PR #2756, opened 2022-07-28
Upstreaming pyk functionality

ehildenb:
Pulling issue from this list: https://github.com/runtimeverification/ksummarize/issues/82

- Move a test that doesn't actually need a kompiled definition from integration tests to unit tests.
- Adds methods `module_names`, `production_for_klabel`, `production_for_cell_sort`, and `empty_config` to `KDefinition`.
- The type `SymbolTable` is now an alias for `Dict` instead of `Mapping`, which makes it behave nicer when the symbol table needs to be patched.
- Factor out method `build_claim` and `KCFG.Edge.to_claim`, instead of passing a boolean into `build_rule`.
- Adds class `Bool` to the `pyk.prelude`, which has helpers for constructing common `Bool` patterns.
- Rename method `simplifyBool => simplify_bool`.

### DIFF
--- a/pyk/src/pyk/prelude.py
+++ b/pyk/src/pyk/prelude.py
@@ -1,6 +1,7 @@
 from typing import Final, Iterable, Optional, Union, final
 
-from .kast import TRUE, KApply, KInner, KLabel, KSort, KToken
+from .kast import FALSE, TRUE, KApply, KInner, KLabel, KSort, KToken
+from .utils import unique
 
 
 @final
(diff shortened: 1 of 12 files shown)


pyk/src/pyk/tests/test_kastManip.py
```diff
@@ -150,3 +150,19 @@ def test(self):
 
         # Then
         self.assertEqual(config_actual, config_expected)
+
+
+class BooleanTest(TestCase):
+
+    def test_bool_simplify(self):
```
ehildenb:
```suggestion
    def test_simplify_bool(self):
```

pyk/src/pyk/prelude.py
```diff
@@ -24,6 +25,36 @@ def __init__(self):
...
+    def orBool(items: Iterable[KInner]) -> KInner:
+        return build_assoc(Bool.false, KLabel('_orBool_'), unique(items))
+
+    @staticmethod
+    def notBool(item: KInner) -> KApply:
+        return KApply(KLabel('notBool_'), [item])
+
+    @staticmethod
+    def impliesBool(antecedent: KInner, consequent: KInner) -> KApply:
+        return KApply(KLabel('_impliesBool_'), [antecedent, consequent])
```
ehildenb, line 55: How should we stylize these? Should we just do `Bool.and`? Will that work in python or be confused with `and` operator.

tothtamas28: Unfortunately, `Bool.and` wouldn't work. I think this current naming is fine.

tothtamas28: But I think we should consider implementing this as a module. That way, depending on context, we can both

```python3
from prelude import bool

bool.andBool(...)
```

and

```python3
from prelude.bool import andBool

andBool(...)
```

tothtamas28 (approved):

pyk/src/pyk/prelude.py
ehildenb: By a module you mean a new file like `pyk/prelude/bool.py`?

tothtamas28: Yes. exactly.

PR #2758, opened 2022-07-29
[nix] Refactored submodule check via rv-nix-tools

goodlyrottenapple:
Added a new CI workflow `Update / Nix flake submodule sync` which checks if flake inputs match the submodules. If not, the CI updates the lock file and pushes a new commit to the current branch with the update. Not sure if this is the best way to do this, but it's the only way to keep the nix flake in sync with the submodules unless we add nix to the Jenkins runner which updates the submodule dependencies.


.github/workflows/update.yml
```diff
@@ -52,3 +52,66 @@ jobs:
...
+      - id: config
+        run: |
+          ref=${{ github.ref }}
+          if [ "${{ github.event_name }}" == 'pull_request' ]; then
+            ref="${{ github.event.pull_request.head.sha }}"
+          fi
+          ref="${ref#refs/heads/}"
+          echo "::set-output name=ref::$ref"
+          git config --global user.name github-actions
+          git config --global user.email github-actions@github.com
```
F-WRunTime, line 69: Might be better if the commits come from a runtimeverification email. I'd recommend devops@runtimeverification.com

F-WRunTime (approved):

Baltoli (approved):

radumereuta (approved):

PR #2761, opened 2022-07-29
Fix release, add pyk to Jammy package

ehildenb:


ehildenb:
Evidence this works: https://ci.runtimeverification.com/jenkins/blue/organizations/jenkins/K/detail/PR-2761/7/pipeline/

ehildenb:
Evidence this works https://ci.runtimeverification.com/jenkins/blue/organizations/jenkins/K/detail/PR-2761/8/pipeline/

dwightguth (approved):
This looks fine, but you are aware that the build-depends of an Ubuntu package don't get installed on the user's machine, right?

ehildenb:
Yes, I'm aware. As far as I know, these packages are only needed for building the tool (specifically for setuptools, which is what handles building the python project).

I may be incorrect, but we won't know until we downstream test. Just want to get the release working.

Issue #2762, opened 2022-07-30
[Bug] pyk and kast disagree on kore terms


ehildenb:
K Version
---------

```
$ kompile --version
K version:    5.3.0
Build date:   Sat Jul 30 00:45:20 UTC 2022
```

Actually version e72bb80786 with some modifications to pyk.

Description
-----------

`pyk` is writing a Kore term to text that the Frontend does not want to parse.

Input Files
-----------

File `test.k`:

```
requires "domains.md"

module TEST
    imports INT
    imports MAP
    imports BOOL

    configuration <k> $PGM:KItem </k>
                  <state> .Map </state>

    syntax Bool ::= pred1 ( Int ) [function, functional, klabel(pred1), symbol, no-evaluators]
    syntax KItem ::= "foo" | "bar"

    rule <k> foo => bar ... </k>
         <state> ... 3 |-> N ... </state>
      requires pred1(N)

endmodule
```

File `test1.kore`:

```
inj { SortBool { }, SortKItem { } } ( Lblpred1 { } ( \dv { SortInt { } } ( "3" ) ) ) 
```

File `test2.kore`:

```
inj { SortBool , SortKItem } ( Lblpred1 { } ( \dv { SortInt } ( "3" ) ) )
```

Reproduction Steps
------------------

Kompile the definition:

```
+ kompile --backend haskell test.k --output-definition test-kompiled
```

Kast the first file:

```
+ kast --input kore test1.kore --definition test-kompiled
[Error] Critical: Parse error
 (ParseError: ERROR: Line 1: Column 16: Expected '}' or ',', but '{'
inj { SortBool { }, SortKItem { } } ( Lblpred1 { } ( \dv { SortInt { } } ( "3"
) ) )
               ^)
```

Kast the second file:

```
+ kast --input kore test2.kore --definition test-kompiled
pred1(#token("3","K"))
```

Expected Behavior
-----------------

The file `test1.kore` was generated by `pyk` on the KAST term `pred1(#token('3', 'Int'))`. When removing the `{}` on `SortBool`, `SortKItem`, and `SortInt{}`, the frontend the allows it (that's `test2.kore`).

So either `pyk` should not be generating the kore term with the extra curlys, or the frontend should be able to parse the first file.

Additionally, the frontend is giving back `pred1(#token('3', 'K'))`, when it should be giving back `pred1(#token('3', 'Int'))`. So somehow it's losing sort information here.

PR #2763, opened 2022-07-30
Initial conversion facilities between Kast and Kore in pyk

ehildenb:
~Blocked on: https://github.com/runtimeverification/k/issues/2762~

This PR does several things:

- Adjusts `run_process` in `cli_utils` to always propogate stderr.
- Updates the argument parser for `pyk` main functionality to have a factored out shared arguments.
- Allows multiple `--verbose` options like `-vvv`.
- Adds methods `kast_to_kore` and `kore_to_kast` which use the frontend `kast` binary for doing the conversion to `KPrint`.
- Adds a test of `kast_to_kore` and `kore_to_kast`, which identified the issue runtimeverification/k#2762.

Currently, the test is adjusted to work around issue runtimeverification/k#2762, so this should not be merged until that one is resolved. Ideally we would have one set of pairs of `kore, kast`, and test conversion both directions. Right now we have to maintain two separate pairs.


pyk/src/pyk/kore/syntax.py
```diff
@@ -255,7 +255,7 @@ def dict(self) -> Dict[str, Any]:
 
     @property
     def text(self) -> str:
-        return self.name + ' ' + _braced(sort.text for sort in self.sorts)
+        return self.name
```
ehildenb: This change in how `SortApp.text` works is needed in order to get these tests passing, because the frontend does not want to parse sorts with `{}` behind them: https://github.com/runtimeverification/k/issues/2762

ehildenb: Thankfully this breaks some tests in the kore unparser test-suite, so that's good :)

pyk/src/pyk/integration_tests/test_kore_to_kast.py
```diff
@@ -0,0 +1,30 @@
...
+    KOMPILE_EMIT_JSON = True
+
+    KPROVE_USE_DIR = '.simple-proof-test'
+
+    @staticmethod
+    def _update_symbol_table(symbol_table):
+        pass
+
+    def test_kast_to_kore(self):
+        # TODO: We want to not have to store 2 lists, and want to test (kast_to_kore(kore_to_kast(kore)) == kore)
```
ehildenb:
```suggestion
```

pyk/src/pyk/__main__.py
```diff
@@ -85,39 +89,44 @@ def main():
...
-    pykArgs = argparse.ArgumentParser()
-    pykArgs.add_argument('kompiled-dir', type=str, help='Kompiled directory for definition.')
-    pykArgs.add_argument('--verbose', '-v', default=False, action='store_true', help='Set log level to INFO.')
 
-    pykCommandParsers = pykArgs.add_subparsers(dest='command')
+    shared_options = argparse.ArgumentParser(add_help=False)
+    shared_options.add_argument('-v', '--verbose', action='count', help='Verbosity level, repeat for more verbosity.')
+
+    kompiled_definition_options = argparse.ArgumentParser(add_help=False)
+    kompiled_definition_options.add_argument('kompiled-dir', type=str, help='Kompiled directory for definition.')
```
nishantjr: Lets use `--definition` or `'definition` here for consistency with `krun` and friends.

```suggestion
    kompiled_definition_args.add_argument('definition', type=str, help='Kompiled directory for definition.')
```

pyk/src/pyk/__main__.py
```diff
@@ -85,39 +89,44 @@ def main():
...
 
 
 def create_argument_parser():
-    pykArgs = argparse.ArgumentParser()
-    pykArgs.add_argument('kompiled-dir', type=str, help='Kompiled directory for definition.')
-    pykArgs.add_argument('--verbose', '-v', default=False, action='store_true', help='Set log level to INFO.')
 
-    pykCommandParsers = pykArgs.add_subparsers(dest='command')
+    shared_options = argparse.ArgumentParser(add_help=False)
+    shared_options.add_argument('-v', '--verbose', action='count', help='Verbosity level, repeat for more verbosity.')
```
nishantjr: Lets use `_args` or `_options` consistently. 

```suggestion
    logging_args = argparse.ArgumentParser(add_help=False)
    logging_args.add_argument('-v', '--verbose', action='count', help='Verbosity level, repeat up to two times for more verbosity.')
```

pyk/src/pyk/__main__.py
```diff
@@ -27,24 +28,25 @@ def main():
...
     if args['command'] == 'print':
         printer = KPrint(kompiled_dir)
+        _LOGGER.info(f'Reading Kast from file: {args["term"].name}')
         term = KAst.from_json(args['term'].read())
         if type(term) is dict and 'term' in term:
             term = term['term']
-        if term == mlTop():
-            args['output_file'].write(printer.pretty_print(term))
-        else:
+        if term != mlTop():
```
nishantjr: Is this correct when the sort of `term` is not `K`?

pyk/src/pyk/ktool/kprint.py
```diff
@@ -49,6 +58,31 @@ def __init__(self, kompiled_directory: str):
         self.symbol_table = build_symbol_table(self.definition, opinionated=True)
         self.definition_hash = hash_str(self.definition)
 
+    def kore_to_kast(self, kore: Kore) -> KAst:
+        with NamedTemporaryFile('w') as ntf:
+            ntf.write(kore.text)
+            ntf.flush()
+            _LOGGER.info(f'Wrote file: {ntf.name}')
+            kast_command = ['kast', '--input', 'kore', '--output', 'json', ntf.name, '--definition', str(self.kompiled_directory)]
+            command_env = os.environ.copy()
```
nishantjr, line 67: What does this do? Would it be OK to not specify the `env` and let it inherit from the current process?

pyk/src/pyk/integration_tests/test_kore_to_kast.py
```diff
@@ -0,0 +1,29 @@
...
+    @staticmethod
+    def _update_symbol_table(symbol_table):
+        pass
+
+    def test_kast_to_kore(self):
+        kore_kast_pairs = (
+            (App('inj', [SortApp('SortBool'), SortApp('SortKItem')], [App('Lblpred1', [], [DV(SortApp('SortInt'), String('3'))])]), KApply('pred1', [intToken(3)])),
+        )
+        for i, (kore, kast) in enumerate(kore_kast_pairs):
+            with self.subTest(i=i):
```
nishantjr: Consider naming each `subTest`. This is important for documenting the intention of each test, and what aspect of the functionality we're testing.

```suggestion
        tests = (
            ('injections',
             App('inj', [SortApp('SortBool'), SortApp('SortKItem')], [App('Lblpred1', [], [DV(SortApp('SortInt'), String('3'))])]),
             KApply('pred1', [intToken(3)])
            ),
        )
        for i, (name, kore, kast) in enumerate(kore_kast_pairs):
            with self.subTest(name, i=i):
```

nishantjr (changes requested):

pyk/src/pyk/ktool/kprint.py
ehildenb: You get an empty env if you don't specifically do this inheritance. This is how you pass the env along.

nishantjr: Are you sure? If `PATH` wasn't passed along, that would make the default pretty useless. By not specify, I mean pass `None`, or don't provide and argument, not pass in the empty dict.

From `subprocess.run`'s documentation, it seems that the default is to inherit:
> If env is not None, it must be a mapping that defines the environment variables for the new process; these are used instead of the default behavior of inheriting the current process’ environment. It is passed directly to Popen.

pyk/src/pyk/__main__.py
ehildenb: I don't know, but that also seems an unrelated question ot this refactoring. This refactoring preserves old behavior, but makes it so we only have one write statement to the `args['output']`. Is there a better way to check for `mlTop()`? I can use that instead, but anything beyond that should go in it's own issue (unrelated to this PR).

pyk/src/pyk/integration_tests/test_kore_to_kast.py
ehildenb: We don't name subtests anywhere else, and I am not convinced it's a good idea. I haven't had any problems finding the problematic subtests in other examples.

I also am just trying to set up the testing harness here, so that as we discover bugs we have a fast way to make tests for them which does not involve invoking the entire codebase or making a new harness. So I'm not trying to make it perfect this time around.

This test, for example, has no sensible name. It's just the first breakage I ran into trying to use `kast_to_kore` and `kore_to_kast`, so I added it as a test.

pyk/src/pyk/ktool/kprint.py
ehildenb: Huh, I thought we were discarding it because we had exactly the `PATH` problem before, so we started manually inheriting. But it appears that maybe this is a breaking in `run_process`, where it should default to inheriting instead of overriding: https://github.com/runtimeverification/k/blob/a3b3f34bb6d08179ee5bc7d3489d8f98b0f46bd6/pyk/src/pyk/cli_utils.py#L52.

Issue made: https://github.com/runtimeverification/k/issues/2769

This change (that the issue describes) will end up making a lot more changes than just here, so I'd rather it be a separate PR.

pyk/src/pyk/__main__.py
ehildenb: Done.

pyk/src/pyk/__main__.py
ehildenb: Done.

pyk/src/pyk/cli_utils.py
```diff
@@ -51,8 +51,12 @@ def run_process(
     try:
         res = subprocess.run(args, input=input, env=env, capture_output=True, check=True, text=True)
     except CalledProcessError as err:
+        sys.stderr.write(err.stderr)
+        sys.stderr.flush()
         logger.log(log_level, f'Completed with status {err.returncode}: {command}')
         raise
+    sys.stderr.write(res.stderr)
+    sys.stderr.flush()
```
tothtamas28: I don't think this is a good idea in general. In certain cases I guess it is, but then the caller can do the printing.

But we can also add a boolean argument with a default value to the function to enable this feature when needed.

ehildenb: How could this be a bad idea though? If a process we are calling produces stderr, we want to be able to see that. I can put it behind a flag, but I think it should be turned on by default, it's harder to track down where an error is coming from if this isn't output.

ehildenb: I added a flag for disabling it if the process succeeds. If we notice it becomes really annoying for something, we can change it again later.

The motivation for this is that the ksummarizer was generating rules for a long time with incorrect variable naming conventions, but I didn't know at all because stderr of the prover was being dropped silently (I had no hint things were wrong). These were warnings I wanted to fix directly, not ignore.

pyk/src/pyk/__main__.py
nishantjr: OK, we should be checking the label of the KApply.

pyk/src/pyk/integration_tests/test_kore_to_kast.py
nishantjr: I think `issue-1234` (or whatever the issue number is) is a good name. Not having names makes refactoring the test suite difficult later, because we don't know the intention of the tests.

pyk/src/pyk/cli_utils.py
nishantjr: I think using `subprocess.check_output(stderr=None, ...)` would get you this behaviour, with the subprocess printing immediately rather than upon completion. We can add `stderr` as an optional parameter, to allow other behaviours.

pyk/src/pyk/ktool/kprint.py
nishantjr: Hmm, looking at the implementation of `run_process`, it seems to be doing the right thing. I'm surprised its getting an empty environment.

ehildenb: No the default env is `None`: https://github.com/runtimeverification/k/blob/a3b3f34bb6d08179ee5bc7d3489d8f98b0f46bd6/pyk/src/pyk/cli_utils.py#L43

pyk/src/pyk/__main__.py
ehildenb: Once again, not related to this issue at all. The question to ask yourself when reviewing code is: "is this an improvement over the current situation?" If so, then there is no need to block merging, you can make an issue with checklists or an immediate follow-up PR with things that aren't breakages. I will fix it here, but keep in mind that every time we bounce a PR back and forth, we are wasting at least an entire day, especially when we're in different timezones across the world. That only has to happen 3 times for a feature to be blocked from merging for _an entire week_, which is insane when I am working with deadlines for conferences which are on the order of weeks out. I need to deliver useful results in terms of web interface of prover by end of august when I have a demo, and would rather do it on merged code than telling people to check out specific branches.

pyk/src/pyk/integration_tests/test_kore_to_kast.py
ehildenb: Not worth blocking a merge over.

pyk/src/pyk/cli_utils.py
ehildenb: I've backed out this change completely, can deal with it another time.

pyk/src/pyk/__main__.py
ehildenb: Also, see Chesterton's Fence: https://fs.blog/chestertons-fence/

ehildenb: https://github.com/runtimeverification/k/issues/2773

pyk/src/pyk/integration_tests/test_kore_to_kast.py
ehildenb: Done.

pyk/src/pyk/__main__.py
ehildenb: I've backed out this change as well. Hopefully we can agree in the future that when changes are strictly improvements, we don't need to block merge because they could be _a little bit better_. "perfect is the enemy of the good".

tothtamas28 (approved):

pyk/src/pyk/__main__.py
nishantjr: Right, right. Sorry I didn't mean to imply we should change it immediately.

pyk/src/pyk/ktool/kprint.py
nishantjr: Right, and  that invokes the default behaviour for  `subprocess.popen`.

nishantjr (approved):

pyk/src/pyk/__main__.py
ehildenb: Then don't request changes! Hit Approve instead!

PR #2768, opened 2022-08-02
add flag to disable simplification rules for \ceil

dwightguth:
This is definitely not complete as we are basically forgetting axioms, but it ought to be sound (please confirm), and it decreases the time symbolically executing the c program `int main() { return 0; }` from like 8 minutes to 1 minute 20 seconds.


ehildenb:
This causes breakages in KEVM that seem non-trivial to fix. I'd rather not merge this, since it seems to be unusable for any non-trivial symbolic execution, but we can have it here for studying performance of the backend until we come with a more general fix.

radumereuta:
`--post-process` would be great for this case, wouldn't it?

ehildenb:
`--post-process` happens before `ModuleToKORE` though, right? So we need to also avoid generating those `#Ceil` rules that ModuleToKORE generates too. But yes! It could be used for things like this.

I think also, we can have `--post-process-kore` now, because pyk library supports Kore datastructures directly. So we could pretty easily extract this as a Kore->Kore pass in python that downstream users can incorporate in their semantics (so C semantics could just store the Python script needed to strip out these definitons).

I'll make an issue for `--post-process-kore`.

radumereuta:
But do we need a `-post-process-kore` option?
You just call a script after kompile finishes.

ehildenb:
True, it just integrates it better into `kompile` I guess, made an issue: https://github.com/runtimeverification/k/issues/2770

dwightguth:
Can we merge this? I'm aware it's not generally very useful, but this PR has no effect on anything if the flag isn't specified, so the fact that it causes problems for other semantics doesn't really matter; they can just not pass the flag. Meanwhile, it dramatically improves performance for the C examples I'm working on currently. I'm aware that as the examples get more complex, we may reach a point where this flag is more detrimental than helpful, but nevertheless, right now it would allow us to make much-needed progress on the NASA grant, so I would really rather we just go with it. As @ehildenb has said in the past, if code is strictly better than what came before, we shouldn't delay merging it just because it could be even better.

I have no objection to deleting this flag later once it is no longer needed.

ehildenb (approved):

radumereuta (approved):
Please add a `TODO:` comment saying we should remove this code when it's no longer needed.

PR #2771, opened 2022-08-03
Upstream `get_basic_block` from ksummarize repo

ehildenb:
This adds function `KProve.get_claim_basic_block`.

- Method `flattenLabel` is renamed to `_flatten_label`.
- Method `KProve._write_claim_definition` is updated with variable naming scheme, and changed to return both the Path that it wrote the definition to and the main module name.
- First a test is added in the IMP language of getting a basic block of a proof.
- Method `KProve.get_claim_basic_block` is implemented and exercised by the test.

This PR takes the implementation wholesale from ksummarize repo, with the intention of eventually simplifying it via JSON RPC.

### DIFF
--- a/pyk/src/pyk/integration_tests/test_proofs.py
+++ b/pyk/src/pyk/integration_tests/test_proofs.py
@@ -58,17 +58,29 @@ class ImpProofTest(KProveTest):
 
     def test_get_basic_block(self):
         # Given
-        new_claim = KClaim(KToken('<k> s = 0 ; while ( n > 0 ) { s = s + n ; n = n - 1 ; } => . ... </k> <state> n |-> (N => 0) s |-> (_ => (N *Int (N +Int 1)) /Int 2) </state>', 'KCell'))
+        new_claim = KClaim(KToken('<k> $s = 0 ; while ( 0 <= $n ) { $s = $s + $n ; $n = $n + -1 ; } => . ... </k> <state> $n |-> (N => 0) $s |-> (_ => (N *Int (N +Int 1)) /Int 2) </state>', 'KCell'))
 
         # When
-        post_state = self.kprove.get_basic_block(new_claim, 'imp-spec')
+        post_depth_actual, post_branching_actual, post_state = self.kprove.get_claim_basic_block('imp-basic-block', new_claim)
         post_state_pretty_actual = self.kprove.pretty_print(post_state)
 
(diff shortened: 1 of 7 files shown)


pyk/src/pyk/integration_tests/test_proofs.py
```diff
@@ -42,3 +42,45 @@ def test_prove_claim_rule_profile(self):
...
+                                     '      $n |-> N $s |-> 0\n' +                                                                                                   \
+                                     '    </state>\n' +                                                                                                              \
+                                     '  </T>\n' +                                                                                                                    \
+                                     '  <generatedCounter>\n' +                                                                                                      \
+                                     '    _DotVar3\n' +                                                                                                              \
+                                     '  </generatedCounter>\n' +                                                                                                     \
+                                     '</generatedTop>'
```
ehildenb: @nishantjr is this how you want it formatted?

nishantjr: Yeah, but we don't need the `+`s or the line continuations I think.

nishantjr: see here: https://github.com/runtimeverification/k/blob/master/pyk/src/pyk/tests/test_kcfg.py#L338

nishantjr:
```suggestion
        post_state_pretty_expected = ('<generatedTop>\n'
                                      '  <T>\n'
                                      '    <k>\n'
                                      '      if ( 0 <=Int N ) { { $s = $s + $n ; $n = $n + -1 ; } while ( 0 <= $n ) { $s = $s + $n ; $n = $n + -1 ; } } else { }\n'
                                      '      ~> _DotVar2\n'
                                      '    </k>\n'
                                      '    <state>\n'
                                      '      $n |-> N $s |-> 0\n'
                                      '    </state>\n'
                                      '  </T>\n'
                                      '  <generatedCounter>\n'
                                      '    _DotVar3\n'
                                      '  </generatedCounter>\n'
                                      '</generatedTop>')
```

I'm not sure if the parens are needed.

nishantjr (approved):
Looks good, besides the formatting.

pyk/src/pyk/integration_tests/test_proofs.py
ehildenb: The parens are needed, at least I couldn't fine a way without. Looks much nicer.

PR #2778, opened 2022-08-06
pyk.kastManip: fix bug in simplify_bool

ehildenb:
There are several places where `Bool.notBool` is fed a list of arguments instead of a singleton. These are all fixed.

### DIFF
--- a/pyk/src/pyk/kastManip.py
+++ b/pyk/src/pyk/kastManip.py
@@ -117,14 +117,14 @@ def simplify_bool(k):
         return None
     simplify_rules = [ (KApply('_==K_', [KVariable('#LHS'), Bool.true]), KVariable('#LHS'))                                                                     # noqa
                      , (KApply('_==K_', [Bool.true, KVariable('#RHS')]), KVariable('#RHS'))                                                                     # noqa
-                     , (KApply('_==K_', [KVariable('#LHS'), Bool.false]), Bool.notBool([KVariable('#LHS')]))                                                    # noqa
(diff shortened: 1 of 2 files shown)


pyk/src/pyk/kastManip.py
```diff
@@ -117,14 +117,14 @@ def simplify_bool(k):
         return None
```
nishantjr, line 117: Please add a type signature for `simplify_bool`

pyk/src/pyk/tests/test_kastManip.py
```diff
@@ -152,17 +152,15 @@ def test(self):
         self.assertEqual(config_actual, config_expected)
 
 
-class BooleanTest(TestCase):
+class SimplifyBoolTest(TestCase):
 
     def test_simplify_bool(self):
```
nishantjr, line 157:
```suggestion
    def test_simplify_bool(self) -> None:
```

Enable type checking here by adding a type signature.

nishantjr (approved):
Beyond adding type signatures, looks good.

pyk/src/pyk/kastManip.py
ehildenb: I will get this in follow-on PR.

pyk/src/pyk/tests/test_kastManip.py
ehildenb: I will get this in follow-on PR.

PR #2784, opened 2022-08-08
Fix Ubuntu Jammy Release

ehildenb:
- Specify `python3` instead of `python3.8` in the `Makefile`, so it works on both focal and jammy (this doesn't affect the packaging, just development).
- Implement the `_tag` property of the `Kore` datatype, to avoid triggering unimplemented behavior at build time.


ehildenb:
Evidence this works: https://ci.runtimeverification.com/jenkins/blue/organizations/jenkins/K/detail/PR-2784/3/pipeline/110

ehildenb:
I upgraded my machine to Jammy and the build started breaking in the same way. It appears that something is different about Google's ABC class now that it actually tries to call the class properties `_tag` at build time, so we had to implement them.

nishantjr (approved):
Looks good!

PR #3338, opened 2023-04-13
Pt.1 change to push location for mvn packages

F-WRunTime:
Step 1 to update distributionManagement in Pom for first release.


.github/actions/test-package/action.yml
```diff
@@ -25,6 +25,18 @@ inputs:
...
+    required: false
+    default: 'false'
+  mv-deploy-id:
+    description: 'Maven deploy id: runtime.verification or runtime.verification.snapshots'
+    required: false
+    default: 'runtime.verification.snapshots'
+  token:
+    description: 'GitHub token for publishing to GitHub Maven Packages.'
+    required: false
+    default: ''
```
ehildenb: I would still not include it in the action, rather just in the overall release workflow. We know it only has to run once, so just one call to the mvn-deploy action should be enough, no need to make this action handle more things.

F-WRunTime: Moving to release file.

F-WRunTime:
An error in using submodules; recursive in actions/checkout@v3 [fails here ](https://github.com/runtimeverification/elrond-semantics/actions/runs/4672723422/jobs/8275200835)

A simple workaround is to run the explicit git command.

dwightguth (commented):
Why are there two different calls to mvn deploy in this workflow? As far as I can tell, one is Linux and the other is MacOS, but I don't believe maven actually deploys anything that is platform-specific, so you ought to need to do it only once during the actual final creation of the release.

F-WRunTime:
Updated to remove mvn push in Mac build steps

.github/workflows/release.yml
```diff
@@ -106,6 +118,9 @@ jobs:
           docker exec -t k-package-docker-test-jammy-${GITHUB_SHA} bash -c 'cd ~ && kompile test.k --backend llvm'
           docker exec -t k-package-docker-test-jammy-${GITHUB_SHA} bash -c 'cd ~ && kompile test.k --backend haskell'
           docker image push ${DOCKERHUB_REPO}:${version_tag}
+          docker cp ~/.m2/settings.xml k-package-docker-test-jammy-${GITHUB_SHA}:~/.m2/settings.xml
```
ehildenb, line 121: I don't understand tihs `docker cp ...` command? Are we copying a file from the host into the docker image? Why? Shouldn't everything happen inside the docker container?

ehildenb: Even more confusing, why is this coming from the host machines home directory, rather than some specific file in teh K repo?

dwightguth: This file contains secrets like the maven username and password, so it gets initialized by the CI and it's getting copied into the docker image where it's being used.

dwightguth (approved):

○ ○ ○ ○ ○

WHAT TO DO »
Report each line of the material in which the string "several" occurs.

ANSWER AREA »
This PR does several things:
There are several places where `Bool.notBool` is fed a list of arguments instead of a singleton. These are all fixed.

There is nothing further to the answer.